▸ PROBLEM DESCRIPTION
Keyword search on "ContextMenuTransformer": report each line of the records that contains it.
:: RECORDS FOR THE EXERCISE ::
PR #498, opened 2025-09-09
Add consistency checks for the low_memory and fit_with_cache modes.

oscarkey:
The existing consistency checks use the default fit_preprocessors mode. Duplicate the "tiny classifier" test to check all three modes. Ideally this test file would be simplified and refactored e.g. to use pytest parametrize(), but leave it as it is for now.

Creating more of these tests adds friction, but I think it is worth it to test all the fit modes. In particular, the existing, flakey tests for the fit modes were disabled in
https://github.com/PriorLabs/TabPFN/pull/481 and
https://github.com/PriorLabs/TabPFN/pull/421 .


LeoGrin (approved):
LGTM thanks! Can we also do it for regression while we're at it if it's quick?

oscarkey:
oh great idea. done!

PR #499, opened 2025-09-09
Set up methods for anonymous usage analytics

safaricd:
## Motivation and Context

This PR introduces fully anonymous usage analytics to help us understand how the library is being used and guide future improvements.

Telemetry is GDPR-compliant and designed with data minimization in mind — no personal data, code, inputs, or outputs are ever collected.

By default, analytics are enabled in an opt-in, transparent manner, and users can easily disable them at any time via the `TABPFN_DISABLE_TELEMETRY=1` environment variable.

## Public API Changes

-   [x] No Public API changes

---

## Checklist

---

### DIFF
--- a/pyproject.toml
+++ b/pyproject.toml
@@ -41,7 +41,6 @@ authors = [
   { name = "Oscar Key" },
   { name = "Felix Birkel" },
   { name = "Philipp Jund" },
-  { name = "Felix Jabloski" },
   { name = "Brendan Roof" },
   { name = "Dominik Safaric" },
   { name = "Benjamin Jaeger" }
--- a/pyproject.toml
+++ b/pyproject.toml
@@ -20,6 +20,7 @@ dependencies = [
   # Once Python 3.10 is the minimum version, this can be removed.
   "eval-type-backport>=0.2.2",
   "joblib>=1.2.0",
+  "tabpfn-common-utils[telemetry-interactive]>=0.1.7"
 ]
 requires-python = ">=3.9"
 authors = [
@@ -35,12 +36,15 @@ authors = [
   { name = "Eddie Bergman" },
   # Prior Labs Contributors
   { name = "Leo Grinsztajn" },
-  { name = "Felix Jabloski"},
-  { name = "Klemens Flöge"},
-  { name = "Oscar Key"},
-  { name = "Felix Birkel"},
-  { name = "Philipp Jund"},
-
+  { name = "Felix Jabloski" },
+  { name = "Klemens Flöge" },
+  { name = "Oscar Key" },
+  { name = "Felix Birkel" },
+  { name = "Philipp Jund" },
+  { name = "Felix Jabloski" },
+  { name = "Brendan Roof" },
+  { name = "Dominik Safaric" },
+  { name = "Benjamin Jaeger" }
 ]
 
 readme = "README.md"
--- a/pyproject.toml
+++ b/pyproject.toml
@@ -20,7 +20,7 @@ dependencies = [
   # Once Python 3.10 is the minimum version, this can be removed.
   "eval-type-backport>=0.2.2",
   "joblib>=1.2.0",
-  "tabpfn-common-utils[telemetry-interactive]>=0.1.7"
+  "tabpfn-common-utils[telemetry-interactive]>=0.1.8"
 ]
 requires-python = ">=3.9"
 authors = [
--- a/scripts/generate_dependencies.py
+++ b/scripts/generate_dependencies.py
@@ -14,7 +14,9 @@ from pathlib import Path
 
 def parse_dependency_lines(content: str) -> list[str]:
     """Finds and cleans the dependency lines from the pyproject.toml content."""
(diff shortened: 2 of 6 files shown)


pyproject.toml
```diff
@@ -35,12 +36,15 @@ authors = [
...
-
+  { name = "Felix Jabloski" },
+  { name = "Klemens Flöge" },
+  { name = "Oscar Key" },
+  { name = "Felix Birkel" },
+  { name = "Philipp Jund" },
+  { name = "Felix Jabloski" },
+  { name = "Brendan Roof" },
+  { name = "Dominik Safaric" },
+  { name = "Benjamin Jaeger" }
```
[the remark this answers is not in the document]
noahho: Please change :-)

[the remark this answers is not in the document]
safaricd: Thank you for the feedback, de-duplicated the list. 😊

noahho (changes requested):
When installing I get an error:
```
warning: The package `tabpfn-common-utils==0.1.7` does not have an extra named `telemetry-interactive`
```

scripts/generate_dependencies.py
```diff
@@ -62,20 +64,24 @@ def main() -> None:
     if args.mode == "maximum":
         for dep in deps:
             # Check for maximum version constraint
-            max_version_match = re.search(r'([^>=<\s]+).*?<\s*([^,\s"\']+)', dep)
+            # Updated regex to handle package extras like [telemetry-interactive]
```
oscarkey: I guess "Updated" only makes sense in the context of this PR. So we should either say "Be careful to handle package extras like [telemetry-interactive]" or nothing at all?

src/tabpfn/classifier.py
```diff
@@ -689,6 +696,7 @@ def _raw_predict(self, X: XType, *, return_logits: bool) -> torch.Tensor:
 
         return self.forward(X, use_inference_mode=True, return_logits=return_logits)
 
+    @track_model_call(model_method="predict", param_names=["X"])
```
oscarkey, line 699: As this calls `predict_proba().` we will end up with two logs. I guess this can be filtered out when looking at the data, but would it make analysis easier to create a `_predict_proba()` function and call this from both `predict()` and `predict_proba()`, thus avoiding the double log?

safaricd:
> When installing I get an error:
> 
> ```
> warning: The package `tabpfn-common-utils==0.1.7` does not have an extra named `telemetry-interactive`
> ```

@noahho fix has been applied and pushed, thanks for reporting. It was due to the `generate_dependencies.py` script we use for parsing and generating `requirements.txt` from `pyproject.toml`.

src/tabpfn/classifier.py
safaricd: Very good catch, thanks @oscarkey 🤗 Wrapped the function into `_predict_proba`, please have a look.

scripts/generate_dependencies.py
safaricd: Agree with the comment - changed the wording.

src/tabpfn/classifier.py
```diff
@@ -722,9 +731,24 @@ def predict_logits(self, X: XType) -> np.ndarray:
         return logits_tensor.float().detach().cpu().numpy()
 
     @config_context(transform_output="default")  # type: ignore
+    @track_model_call(model_method="predict", param_names=["X"])
     def predict_proba(self, X: XType) -> np.ndarray:
         """Predict the probabilities of the classes for the provided input samples.
 
+        This is a wrapper around the `_predict_proba` method.
+
```
oscarkey, line 739:
```suggestion
```
I suggest we don't need this as it doesn't add anything to the public documentation, and can very quickly be observed from reading the method implementation.

oscarkey (approved):
LGTM!

src/tabpfn/classifier.py
```diff
@@ -698,14 +706,17 @@ def predict(self, X: XType) -> np.ndarray:
         Returns:
             The predicted class labels as a NumPy array.
         """
-        proba = self.predict_proba(X)
+        with config_context(transform_output="default"):
```
brendan-priorlabs: I haven't looked into this deeply, but it seems like we should decorate with `config_context` like we do with the other methods. Currently it's only being used as a context manager in tests. If that's wrong for some reason, could you please add a comment to the code explaining the special case?

brendan-priorlabs (approved):
LGTM. Thanks, Dominik

src/tabpfn/classifier.py
safaricd: @brendan-priorlabs It's more of a style question - double-decorating both `predict_proba` and `_predict_proba` (called by `predict_proba`) is redundant but harmless. This would essentially mean that sklearn will push another identical config context, which is not necessary - e.g. user calling `predict_proba`.

brendan-priorlabs: Single decorate `_predict_proba`?

safaricd: @brendan-priorlabs that works too. Just pushed to change.

noahho (approved):

PR #1435, opened 2022-08-14
Fix NPE when loading a world without water with NODE octree.

### LINKED ISSUE #1434: Cannot load chunks with NODE octree.
Node octree crashes with a null pointer exception. This happens in both 2.4.3 and 2.5.0-SNAPSHOT

Load chunks with node octree selected:
image

ThatRedox:
Closes #1434


leMaik:
@chunky-dev/qa Could anyone check if this works with an existing node-based octree? :pray:

jackjt8:
Small correction here-

In previous versions you could not even create a scene using `Node` if the selected chunks did not contain any water. Not sure when this started.

This PR allows new scenes to be made using `NODE`.

PR #1436, opened 2022-08-21
Fix loading and saving scenes without loaded chunks.

leMaik:


Peregrine05 (approved):
A scene with no chunks loaded can be saved and loaded as usual.

PR #1442, opened 2022-09-10
Add Loading scenes list title to inform user

NotStirred:
Also fix being able to open multiple scene chooser windows at once.

I'm not entirely sure we're closing them correctly, `close()` actually just calls `hide()` internally. We might be slowly stacking up popup windows internally, not sure

### DIFF
--- a/chunky/src/java/se/llbit/chunky/ui/controller/ChunkyFxController.java
+++ b/chunky/src/java/se/llbit/chunky/ui/controller/ChunkyFxController.java
@@ -87,6 +87,7 @@ import se.llbit.log.Log;
 import se.llbit.math.Vector3;
 import se.llbit.util.ProgressListener;
 import se.llbit.util.TaskTracker;
+import se.llbit.util.annotation.Nullable;
 
 /**
  * Controller for the main Chunky window.
@@ -100,6 +101,8 @@ public class ChunkyFxController
   private ChunkMap map;
   private MapView mapView;
   protected ChunkSelectionTracker chunkSelection = new ChunkSelectionTracker();
+
+  @Nullable private SceneChooser sceneChooser;
 
   @FXML private Canvas mapCanvas;
   @FXML private Canvas mapOverlay;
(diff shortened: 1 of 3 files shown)


jackjt8:
Unfortunately I don't see the title. From a cold boot of my OS and opening Chunky:

After clicking on `File > Load...` Chunky stops responding. After ~10 seconds or so the `Load Chunky Scene` window appears and scenes are loaded asynchronously.

After this occurs, all other times `Load...` is pressed the `Load Chunky Scene` window opens within a second until the system is rebooted*. (* - It's possible that this caching stops working but I've not found anything to trigger it).

Ideally we would need to figure out what causes the UI to stall after pressing `Load...` and before the `Load Chunky Scene` window opens.

ThatRedox:
I'm not able to see the title either, although I have fewer scenes and it only takes ~2 seconds for the window to appear.

It appears opening multiple scene chooser windows *is* fixed.

--- 
> I'm not entirely sure we're closing them correctly, `close()` actually just calls `hide()` internally. We might be slowly stacking up popup windows internally, not sure

That is correct. See the [`Stage` javadocs](https://docs.oracle.com/javase/8/javafx/api/javafx/stage/Stage.html#close--).

---

> After this occurs, all other times `Load...` is pressed the `Load Chunky Scene` window opens within a second until the system is rebooted*. (* - It's possible that this caching stops working but I've not found anything to trigger it).

The scene list is cached. See [`FileTimeCache` class](https://github.com/chunky-dev/chunky/blob/c3d801aa365718fe063439e6dd7d0b8bd6bcaee6/chunky/src/java/se/llbit/chunky/ui/controller/SceneChooserController.java#L362) and the [`sceneListCache` HashMap](https://github.com/chunky-dev/chunky/blob/c3d801aa365718fe063439e6dd7d0b8bd6bcaee6/chunky/src/java/se/llbit/chunky/ui/controller/SceneChooserController.java#L68).

PR #1448, opened 2022-10-02
Add scene refresh event plugin API.

ThatRedox:
For plugins like the denoiser plugin, it would be useful to keep track of scene refresh events (to invalidate auxiliary buffers for example). Currently this is only possible (without hacks) if the plugin registers a renderer and that renderer is being used.


leMaik (approved):
Seems like a great idea for the denoiser and might also come in handy for other plugins.

PR #1449, opened 2022-10-02
Remove the chunk position cache.

ThatRedox:
Previously `ChunkPosition` objects were compared by identity and were cached to make this possible. This removes that cache and implements equality and hashing logic to `ChunkPosition` so they can be created with `new`. This allows the JVM to do more optimizations (such as allocating on the stack).

Tests run on 1 region of Greenfield. On first run, the loading times are comparable: 4.190s (this) vs 4.206s (master). On subsequent runs the loading times is up to 12% faster: 2.098s (this) vs. 2.406s (master).

### DIFF
--- a/build.gradle
+++ b/build.gradle
@@ -38,6 +38,7 @@ subprojects {
         options.release = 8
         options.encoding = 'UTF-8'
         options.debug = true
+        options.deprecation = true
     }
 
     javafx {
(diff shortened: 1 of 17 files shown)


leMaik (approved):
Trivia: This was _way_ slower before we refactored the biome color lookup to not use `ChunkPosition`.

Nice that the less complex code (without the cache) is still faster.

PR #1450, opened 2022-10-02
Resize `Settings Export` Box. Add `Select All` button.

### LINKED ISSUE #1439: Automatically resize the `Settings Export` dialog box.
In newer versions of Chunky especially, the number of options available in Chunky has become great enough that the size of the window may extend above and below the top and bottom of the screen, respectively. Limiting the default height of the dialog box and adding a scroll feature to display all options is a better solution than an extremely long window.

image

ThatRedox:
Closes #1439 . New settings export box:
image


leMaik:
I like this already. :+1: Two more suggestions:

- Add a button to save the JSON to a file (and load a file in the import dialog)
- Add a list of display names for the attributes (maybe using a hashmap), so eg. _yMin_ becomes _Minimum Y level_
- Misc and Advances are confusing (to me, at least) :thinking: Can we add a label that explains what they include?

PR #1451, opened 2022-10-02
Add context menu transformers for map and render view.

ThatRedox:
These transformers can be used to add more context menu items to the map and render displays. (ie. buttons for map editor plugin or show albedo/normal/beauty/denoised for denoiser).

### DIFF
--- a/chunky/src/java/se/llbit/chunky/plugin/ContextMenuTransformer.java
+++ b/chunky/src/java/se/llbit/chunky/plugin/ContextMenuTransformer.java
@@ -1,0 +1,27 @@
+/*
+ * Copyright (c) 2022 Chunky contributors
+ *
+ * This file is part of Chunky.
+ *
+ * Chunky is free software: you can redistribute it and/or modify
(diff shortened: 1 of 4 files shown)


chunky/src/java/se/llbit/chunky/plugin/ContextMenuTransformer.java
```diff
@@ -0,0 +1,27 @@
...
+ */
+
+package se.llbit.chunky.plugin;
+
+import javafx.scene.control.ContextMenu;
+
+import java.util.function.Consumer;
+
+@FunctionalInterface
+public interface ContextMenuTransformer extends Consumer<ContextMenu> {
```
leMaik, line 26: These could be even more powerful if they were _actual_ transformers, ie. `Function<ContextMenu, ContextMenu>` because then they could even replace the menu entirely. :thinking: Not sure how much power we want to give to plugins though.

leMaik (approved):

PR #1459, opened 2022-10-06
Increase the range of cloud offset sliders and change default cloud size

### LINKED ISSUE #1388: Increase the upper limit of the `Cloud Y` slider
The current upper limit of the `Cloud Y` slider (not the input field) is *100*. It should be increased to 320 or above, considering that the default cloud level in Minecraft was once at 128, and is now at 192, and that users may wish to use higher cloud levels.

Peregrine05:
Fixes #1388.
- Changed default cloud size to 12, to match Minecraft Fancy clouds.
- Changed cloud X offset range to (-256, 256).
- Changed cloud Y offset range to (-64, 320).
- Changed cloud Z offset range to (-256, 256).
- Added a tooltip to `Cloud size` control.

**New:**
image

### DIFF
--- a/chunky/src/java/se/llbit/chunky/renderer/scene/Sky.java
+++ b/chunky/src/java/se/llbit/chunky/renderer/scene/Sky.java
@@ -65,7 +65,7 @@ public class Sky implements JsonSerializable {
    */
   protected static final int DEFAULT_CLOUD_HEIGHT = 128;
 
-  protected static final int DEFAULT_CLOUD_SIZE = 64;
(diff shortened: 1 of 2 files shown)


ThatRedox (approved):

NotStirred (approved):
Perhaps the cloudY range could match the world height similar to how how the min and max clip are done?

Though that could be a separate PR

leMaik (approved):

leMaik:
lgtm, as @NotStirred said, we can do the range clamping in another PR

PR #1461, opened 2022-10-06
Add `Select chunks in radius` button, with configuration menu

NotStirred:
image

Adds the ability to select a circle of chunks, within a radius. It's added to the right click menu on the map view
image

Additionally there's a config dialog available in the right click menu.
image
I can't figure out how to get the button to be square though, so it's a little chunkier than the rest of the icons. If any javafx wizard wants to fix that it'd be much appreciated

### DIFF
--- a/chunky/src/java/se/llbit/chunky/ui/dialogs/SelectChunksInRadiusDialog.java
+++ b/chunky/src/java/se/llbit/chunky/ui/dialogs/SelectChunksInRadiusDialog.java
@@ -16,7 +16,7 @@ public class SelectChunksInRadiusDialog extends Dialog<ButtonType> {
   protected IntegerTextField selectionZ;
 
   public SelectChunksInRadiusDialog() {
-    this.setTitle("Adjust chunk selection radius");
+    this.setTitle("Select chunks in radius");
 
     this.selectionX = new IntegerTextField();
     this.selectionZ = new IntegerTextField();
--- a/chunky/src/java/se/llbit/chunky/ui/dialogs/SelectChunksInRadiusDialog.java
+++ b/chunky/src/java/se/llbit/chunky/ui/dialogs/SelectChunksInRadiusDialog.java
@@ -1,0 +1,63 @@
+package se.llbit.chunky.ui.dialogs;
+
+import javafx.geometry.Pos;
+import javafx.scene.control.ButtonType;
+import javafx.scene.control.Dialog;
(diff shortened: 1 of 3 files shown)


leMaik:
I like @Peregrine05's suggestion. @NotStirred What do you think, do you want to change it?

jackjt8:
Just thinking - Given that right click may not be the most accurate, especially when fully zoomed out, could the dialog also have X,Z coordinates so that the user can double check and adjust the centre point?

leMaik:
@NotStirred Would you like to include the two suggestions above into this PR or should we leave that to a future PR? :pray:

NotStirred:
Sure, will implement that now

NotStirred:
New dialog with suggestions:
image

JustinTimeCuber:
Maybe this should have an option to only select chunks within a certain angle? I could imagine loading a bunch of chunks in non-visible directions would use a lot of memory unnecessarily.

NotStirred:
That's what `Select camera visible chunks` is for, I think that does its job well enough

JustinTimeCuber:
That doesn't let you select chunks at a certain circular distance, just a rough "rectangular" distance. I'd find it useful to be able to make a circular selection at a specific distance (aka what this PR does) but without loading non-visible chunks for memory reasons.

leMaik:
@JustinTimeCuber Feel free to create a new issue or submit a PR for this idea. :+1:

chunky/src/java/se/llbit/chunky/ui/dialogs/SelectChunksInRadiusDialog.java
```diff
@@ -0,0 +1,63 @@
...
+import se.llbit.chunky.ui.IntegerTextField;
+
+public class SelectChunksInRadiusDialog extends Dialog<ButtonType> {
+  protected float chunkSelectionRadius = 10;
+
+  protected IntegerTextField selectionX;
+  protected IntegerTextField selectionZ;
+
+  public SelectChunksInRadiusDialog() {
+    this.setTitle("Adjust chunk selection radius");
```
leMaik, line 19:
```suggestion
    this.setTitle("Select chunks in radius");
```

leMaik (approved):

JustinTimeCuber:
> @JustinTimeCuber Feel free to create a new issue or submit a PR for this idea. +1

Will look into it probably this weekend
:::
▸ RESPONSE BOX
--- a/chunky/src/java/se/llbit/chunky/plugin/ContextMenuTransformer.java
+++ b/chunky/src/java/se/llbit/chunky/plugin/ContextMenuTransformer.java
chunky/src/java/se/llbit/chunky/plugin/ContextMenuTransformer.java
+public interface ContextMenuTransformer extends Consumer<ContextMenu> {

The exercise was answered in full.